Lovett has a rich and storied history in music and leadership. He served as Musical Director/Creator of “The Roots of Music Show”, Jazz Band Director for the Better Break Summer Camp and Director of Settlement Music School Jazz Ensemble. At the Trane Stop Resource Institute, Lovett served as Program Director/Musical Director for the ‘ Change of the Century Orchestra’ that performed at the Berlin Jazz Festival and became the Musical Director for the Jerry McCleary Revue at Club Harlem in Atlantic City. Lovett has played with numerous performance groups that included the 76th Army Band in Orleans, France with Maceo Parker and the House Band at Atlantic City Wonder Gardens with artists B.B. King and Al Gray. In addition, he has performed with Motown Revue artists, Martha & The Vandellas, Smokey Robinson, The O’Jays, Florence Ballad, King Curtis, Gary US Bond and Lionel Hampton,

A highlight of his music career was his performance as Musical Director of the Heavenly Horns, who performed with the Grammy Nominated Dixie Hummingbirds at the “Music in the Air” 70th Anniversary Celebration, which included Stevie Wonder, Paul Simon and Isaac Hayes

Lovett is a major force in keeping music alive and accessible to both aspiring musicians and audiences nationwide.

Make a donation in his honor





Juanita Ramos
Juanita Ramos

Juanita Ramos

Community advocate, voting and housing rights activist for the poor

Juanita Ramos has worked for the advancement of the Latino community and all low-income residents of North Philadelphia for more than thirty years, using her inimitable personality and drive as a tool to increase community involvement and political participation. At age 74, she has not slowed down a bit.
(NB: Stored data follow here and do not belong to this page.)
PR #14, opened 2016-05-18
WebSocket, test coverage

vinniefalco:
Tons of fixes including several crashes. Major coverage increase.


seelabs:
gcc 6.1 issues the following warning:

Juanita was born in Puerto Rico’s city of Humacao, and was raised and educated in its city of Juncos. She moved to Chicago after high school, where she worked for that city’s department of education for fifteen years, and was an instrumental volunteer in the mayor’s summer program for youth, increasing access to employment and mentoring for teens.

Juanita moved to Philadelphia, and turned her attention to increasing voter registration and participation, to ensure that her community’s vote truly counts. She has personally registered over 15,000 residents in Philadelphia and New Jersey, knocking on countless doors and engaging voters on the issues that matter to them. In 2012 Juanita was presented with an AARP Leaders of Hope award at the “No Mas Hambre” forum on the problem of hunger in Philadelphia’s Latino communities and was honored by City Council for her tireless work registering voters and empowering her community.

Juanita continues to advocate for those who cannot fight for themselves, helping to resolve numerous housing, employment, and neighborhood safety matters for her large network of registered voters and strongly advocating for protection and equal opportunities for seniors. Juanita is known for her clear convictions and for always being willing to “speak truth to power.”